Together, these components form a production-ready platform that accelerates the deployment of AI applications, particularly in enterprise and research environments. 

At Kruso, we are piloting NVIDIA NIM on customer-managed GPU clusters to deliver scalable, high-performance AI inference capabilities. This allows us to validate real-world workloads using customers’ existing infrastructure while leveraging NIM’s pre-tuned, GPU-optimized foundation models. 

To ensure repeatable and consistent deployments across environments, we use Terraform modules to automate infrastructure provisioning and service setup. This infrastructure-as-code approach enables us to deploy NIM microservices reliably, manage configurations efficiently, and scale deployments according to customer needs—whether on-premises or in the cloud. 

By combining NVIDIA NIM with Terraform and customer GPU clusters, we can accelerate time-to-value for AI solutions while maintaining flexibility, control, and operational efficiency. 

One of the standout features of NVIDIA NIM is its "five-minute path" from model to production. This means that developers can go from selecting a pre-tuned foundation model to running it as a production-grade inference service in just minutes. By packaging models as containerized microservices—already optimized for NVIDIA GPUs — NIM eliminates the need for complex setup, model conversion, or manual tuning. 

Additionally, NIM is designed for maximum portability: it can run anywhere an NVIDIA driver exists. Whether it's a local workstation, an on-premises GPU server, or a cloud-based Kubernetes cluster, NIM provides consistent performance and deployment flexibility across environments. This makes it ideal for organizations looking to scale AI workloads quickly without being locked into a specific platform. 

Our approach to deploying NVIDIA NIM is centered around portability, performance, and scalability, leveraging the full NIM ecosystem to deliver reliable AI inference services across varied infrastructure setups. 

• Portable inference: By using containerized NIM microservices, we ensure that inference workloads are portable and reproducible across different environments—on-premises, in the cloud, or at the edge. As long as an NVIDIA driver is present, the same microservice can run anywhere. 

• Triton inference server: We rely on Triton to manage and optimize model execution. Triton supports multi-framework models and enables features like dynamic batching and concurrent model serving, which significantly boost performance and resource efficiency. 

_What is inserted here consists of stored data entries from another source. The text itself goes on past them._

PR #13354, opened 2017-06-04
Fix double escaping

CommanderRoot:

Fixes double escaping which for example breaks the "Change" and "Drop" buttons on the table structure view.

### DIFF
--- a/templates/prefs_autoload.twig
+++ b/templates/prefs_autoload.twig
@@ -3,7 +3,7 @@
         {{ hidden_inputs|raw }}
         <input type="hidden" name="json" value="" />
         <input type="hidden" name="submit_import" value="1" />
-        <input type="hidden" name="return_url" value="{{ return_url }}" />
+        <input type="hidden" name="return_url" value="{{ return_url|raw }}" />
         {% trans %}
             Your browser has phpMyAdmin configuration for this domain. Would you like to import it for current session?
         {% endtrans %}
--- a/templates/database/structure/tracking_icon.twig
+++ b/templates/database/structure/tracking_icon.twig
@@ -1,4 +1,4 @@
-<a href="tbl_tracking.php{{ url_query }}&amp;table={{ truename }}">
+<a href="tbl_tracking.php{{ url_query|raw }}&amp;table={{ truename }}">
     {% if is_tracked -%}
         {{ Util_getImage('eye.png', 'Tracking is active.'|trans) }}
     {%- else -%}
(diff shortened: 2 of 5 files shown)


nijel:
Maybe it would be better to pass url_query not escaped in the beginning? I'd like to hear opinion from @mauriciofauth (who did most of the templating work so far).

mauriciofauth:
@nijel, the Twig documentation says that the [escape](https://twig.sensiolabs.org/doc/1.x/filters/escape.html) filter internally uses the [htmlspecialchars](http://php.net/htmlspecialchars) function.
So, if `url_query` goes through this type of escape, then it's better to leave that job to Twig.

CommanderRoot:
I have tried to do it the other way around as suggested. The issue here is that `url_query` is used in non .twig templates too, at least for now. This would mean we would have to add "manual" escaping in the .phtml templates for it. To make things "worse" it's also used in HTML creating functions like [https://github.com/phpmyadmin/phpmyadmin/blob/master/libraries/rte/rte_footer.lib.php#L34](this) or [https://github.com/phpmyadmin/phpmyadmin/blob/master/libraries/rte/rte_list.lib.php#L227-L234](this) to give 2 examples.
While my solution is maybe not the best or nicest in the longrun it's the easiest and imo best for the current codebase.

nijel:
At least in some situations it's really easy to fix, I've fixed one of the cases in faf47b676ca37aee5c5a066cb6c7598fd01160c5.

The problem I see with your patch is that it introduces insecure handling of variables to templates and it will be harder to fix later. IMHO raw filter should be used only in rare cases and certainly not that widespread. Generally the template should be responsible for escaping to avoid deciding case by case whether the variable should be escaped or not.

templates/prefs_autoload.twig
```diff
@@ -3,7 +3,7 @@
         {{ hidden_inputs|raw }}
         <input type="hidden" name="json" value="" />
         <input type="hidden" name="submit_import" value="1" />
-        <input type="hidden" name="return_url" value="{{ return_url }}" />
+        <input type="hidden" name="return_url" value="{{ return_url|raw }}" />
```
nijel: Already fixed in faf47b676ca37aee5c5a066cb6c7598fd01160c5.

nijel:
I've also fixed the table structure in f887b65.

nijel:
...and the tracking is fixed in 8ea97c72a4.

PR #13355, opened 2017-06-05
Fix PMA_token generation

CommanderRoot:
The PMA_token is used in Javascript and HTML without escaping in most places.
If the token has ', ", < or > in it it can break the Javascript or the HTML on the page.


nijel:
Thanks, however I think it's better to fix cases where we handle token wrongly. Especially as there shouldn't be many of them:

* e01319a742 Avoid manual construction of hidden inputs with token
* 9ab34dbfd0 Remove unused pma_token js variable

PR #13359, opened 2017-06-06
Improve themes gitignore

MauricioFauth:
Improve `themes/.gitignore`.

In this case it is better to ignore everything and mark what should not be ignored than to mark everything that should be ignored.


nijel:
Thanks! I've merged this as e10c932133521908ff334e3246a83b0442619501 into QA_4_7 branch.

PR #13360, opened 2017-06-06
Refactor zip functions into static methods

MauricioFauth:


nijel:

Still I don't like mixing of ZipArchive and zip_* functions in this class, I'd really prefer if we can stick to only one of them (these were introduced quite some time ago).

mauriciofauth:
I did not pay much attention to the content of the functions while refactoring, but surely this class needs to be refactored again. I think the ideal would be for `ZipExtension` to be extended from `ZipArchive`.
Can you open an issue for this task, @nijel?

nijel:
Created https://github.com/phpmyadmin/phpmyadmin/issues/13365, it also covers ZipFile class, which is for some reason separate, but there is probably no good reason for that.

PR #13363, opened 2017-06-06
Not for merge: Add PHP 5.4 and 5.3 to test matrix to see what is broken

nijel:
This is mostly to see how much we depend on PHP 5.5 features, see #12790, #13242 and #13228.


nijel:
Some reasons why we don't support PHP 5.4:

* empty() now supports expressions, rather than only variables, there are at least 120 occurrences of this in the code, see http://php.net/manual/en/function.empty.php
* finally construct is used in few places, see http://php.net/manual/en/language.exceptions.php

There might be more, I just didn't look too deep...

PR #13367, opened 2017-06-08
Fix double escaping in table structure view

CommanderRoot:

`displayed_type` is either just escaped text or html + escaped text [depending on the length of the text](https://github.com/phpmyadmin/phpmyadmin/blob/master/libraries/Util.php#L2983-L2993). To fix the display issue which currently exists we can either use the already escaped content and display it raw as suggested with this commit or we can extract the length depending logic, put it into the template and use the unescaped text (`print_type`) and let the template do the escaping.


nijel:

PR #13373, opened 2017-06-11
Fix tbl_url_query escaping for tables containing +

CommanderRoot:

Fixes an issue where the links to browse, view the structure or modifiy a table are not working because for example `+` chars in a table name are not properly escaped, at least not to work in an `<a>` html tag. This has been broken by / since https://github.com/phpmyadmin/phpmyadmin/commit/c36d0001f93e2883faecbeaf07c25c2140f4500a . 


nijel:
Thanks for pull request, however I think it's better to use URL query construction helpers than doing that manually. I've done this in fc9140c0c5.

PR #13375, opened 2017-06-12
Update jQuery to 3.2.1

MauricioFauth:
Instead of including the compressed version and the source code, would not be better to just include the uncompressed version?


nijel:
The source code is there for licensing reasons...

nijel:

PR #13380, opened 2017-06-13
RFC: Add configuration for Probot Stale

nijel:
See https://github.com/probot/stale/

We have quite some pull requests which did not receive attention for quite some time and are not ready to be merged. This enables Probot Stale to label those as wontfix after 60 days and close them after additional 7 days without activity.

I think it's better to having a bot do the work because it, to some degree, is less personal and it can avoid bad feelings from the contributors as it's bureaucracy that closed your pull request.

### DIFF
--- a/.github/stale.yml
+++ b/.github/stale.yml
@@ -1,0 +1,23 @@
+# Configuration for probot-stale - https://github.com/probot/stale
+
+# Number of days of inactivity before an Issue or Pull Request becomes stale
+daysUntilStale: 60
+# Number of days of inactivity before a stale Issue or Pull Request is closed
+daysUntilClose: 7
+# Issues or Pull Requests with these labels will never be considered stale. Set to `[]` to disable
+exemptLabels:
+  - pinned
+  - security
+# Label to use when marking as stale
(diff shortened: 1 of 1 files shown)


mauriciofauth:
I think it's a good option. If there is no activity with these deadlines, it is better to close the PR.

ibennetch:
I somewhat rather disagree; it's easy for us to accidentally ignore a pull request or assume someone else is looking at it; closing such requests automatically may cause us to inadvertently ignore someone's work. However, I do understand that it can be seen as better to be rejected by a bot than a human. I'm not sure I have a better idea, but I'm concerned that automating rejections may cause problems.

nijel:
It first adds comment and if nothing happens for additional week, the issue is closed. The thresholds can be configured.

You can see example interaction here: https://github.com/WeblateOrg/weblate/pull/1128#issuecomment-308029451

udan11:
I am ok with this.

nijel:
Merged, I think it is really good to have something pushing on stale pull requests as otherwise they will stay not handled for really long.

PR #13402, opened 2017-06-21
Use non-breaking space entity instead of newline in the links on the browse page

ibennetch:
This prevents awkward breaking of the link which would otherwise wrap on small screens like:

[ Create PHP code
]

which looks particularly bad on mobile devices.


ibennetch:
I have this targeting master at the moment because this only really becomes noticeable on mobile screens and Manish's work towards responsive design won't go to QA_4_7. The problem is present in QA_4_7, so it could easily be merged there, but since it's not really breaking anything it seemed less important.

Before:
screen shot 2017-06-19 at 4 28 12 pm

After:
screen shot 2017-06-19 at 4 28 42 pm

nijel:
Merged to QA_4_7 as I think it's better to avoid diverging the code in this case.

PR #13797, opened 2017-11-02
Remove sprites from the themes

nijel:
I'd like to get feedback on possibility of removing sprites feature from themes. These days most serves will probably support http/2, so benefit of sprites is pretty much zero, however the code overhead it has is quite significant.

This patch removes the sprites code, however it does not yet fix all testsuite errors, this will be done if we agree this is reasonable thing to do.


mauriciofauth:
I agree.

ibennetch:
I don't have a strong feeling about this; it's simply not an area where I've followed industry trends. It seems you're right that it isn't a large benefit anymore, and it does cause us maintenance hassle with the code, so I'm fine with removing the sprites.

Related, I wonder if we should incorporate png optimization as part of the release process (or perhaps through some other automated means), so that we don't have to remember to do it manually when adding a new icon. Perhaps the gains from doing so aren't worth the effort we'd put in to it, I doubt we'd really gain that much from running pngcrush on a small icon anyway.

nijel:
Okay, I will work on this next week and merge once tests pass.

On the PNG side, I'm not really sure. The pngcrush tool is sometimes not really generating smallest possible image and usually it is best to tweak the things manually depending on number of colors really used in the image. Eg. in Weblate I've ended up with using pngnq + zopflipng for that (but thats for pngs generated from svg): https://github.com/WeblateOrg/weblate/blob/2e4264ebda080547e0ee357e29ff2aeace36bd99/graphics/svg2png.sh#L10-L11

PR #13812, opened 2017-11-14
min php version 5.5.9

Gemorroj:
`symfony/expression-language` 3.2 requires php 5.5.9
see https://github.com/symfony/expression-language/blob/3.2/composer.json#L19

Signed-off-by: Gemorroj <wapinet@mail.ru>

### DIFF
--- a/js/functions.js
+++ b/js/functions.js
@@ -528,7 +528,7 @@ function PMA_current_version (data) {
         var version_information_message_link = document.createElement('a');
         version_information_message_link.href = url;
         version_information_message_link.className = 'disableAjax';
-        version_information_message_link_text = document.createTextNode(data.version);
+        var version_information_message_link_text = document.createTextNode(data.version);
         version_information_message_link.appendChild(version_information_message_link_text);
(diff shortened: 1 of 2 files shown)


js/functions.js
```diff
@@ -528,7 +528,7 @@ function PMA_current_version (data) {
         var version_information_message_link = document.createElement('a');
         version_information_message_link.href = url;
         version_information_message_link.className = 'disableAjax';
-        version_information_message_link_text = document.createTextNode(data.version);
+        var version_information_message_link_text = document.createTextNode(data.version);
```
ibennetch: This change seems to be unrelated to the PHP version so should probably be a separate commit.

However, since these changes are so small, it may be easier to just redo the commit in your name than to resubmit; so don't do anything yet until some other team member can comment on how they want to handle the changes.

Gemorroj: I did it because I thought it would work "Signed-Off-By".

nijel:
I think it's better to keep the dependency consistent with motranslator to allow older PHP versions as well: https://github.com/phpmyadmin/motranslator/blob/86e6032aa89f5d139b34d03dce0099055c079fa9/composer.json#L20

PR #13838, opened 2017-11-27
Deprecation of "referral" directive

bofh16:
The "referral" directive in the "Content-Security-Policy" header has been deprecated in favor of a separate "Referrer-Policy" one.  Using the legacy setting makes FF/Chrome to display an error in the console.

**FF57.0**
selection_039

**Chromium 62.0.3202.94**
selection_040

### DIFF
--- a/libraries/Header.class.php
+++ b/libraries/Header.class.php
@@ -525,6 +525,9 @@ class PMA_Header
             );
         }
         header(
+            "Referrer-Policy: no-referrer"
+        );
+        header(
             "Content-Security-Policy: default-src 'self' "
             . $captcha_url
             . $GLOBALS['cfg']['CSPAllow'] . ';'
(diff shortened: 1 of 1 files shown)


nijel:
The MAINT_4_4_15 branch is no longer maintained, so it makes no sense to merge changes there.

The supported versions already include the Referrer-Policy header:

https://github.com/phpmyadmin/phpmyadmin/blob/5a31fffbe20958f448c6925f74038e8c1b86bcac/libraries/classes/Header.php#L543

And the referer policy is only included in X-Content-Security-Policy, which should be parsed by browser not compliant with current specification:

https://github.com/phpmyadmin/phpmyadmin/blob/5a31fffbe20958f448c6925f74038e8c1b86bcac/libraries/classes/Header.php#L562-L574

The compliant browsers should use Content-Security-Policy header:

https://github.com/phpmyadmin/phpmyadmin/blob/5a31fffbe20958f448c6925f74038e8c1b86bcac/libraries/classes/Header.php#L544-L561

PR #13850, opened 2017-11-30
PHP 7.2 Countable Warning

zbmowrey:
7.2 throws Warnings if trying to count a non-array, non-object, or object w/o the Countable interface. This adjustment prevents that warning when viewing any table's contents.
Signed-off-by: Zach Mowrey


zbmowrey:
Signed-off-by: Zachary Mowrey

PR #13863, opened 2017-12-12
Refactoring tests

carusogabriel:

I've refactored some tests, using:
- `assertCount` instead of `count` function;
- `assertSame` instead of strict comparison `===`;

• TensorRT: For latency-sensitive applications, we integrate TensorRT to maximize inference speed and throughput. It compiles and optimizes models specifically for NVIDIA GPUs, reducing overhead and ensuring low-latency responses. 

• Helm-based deployment: We deploy NIM services using Helm charts, which allow us to manage Kubernetes-based environments with versioned, customizable templates. This simplifies scaling, updates, and operations across customer clusters. 

• GPU-elastic architecture: Our deployments are designed to be GPU-elastic, meaning they can scale up or down based on available GPU resources. This ensures optimal utilization, cost-efficiency, and consistent performance under varying workloads. 

Together, this architecture enables us to deliver fast, flexible, and production-ready AI services tailored to meet your needs while reducing operational complexity.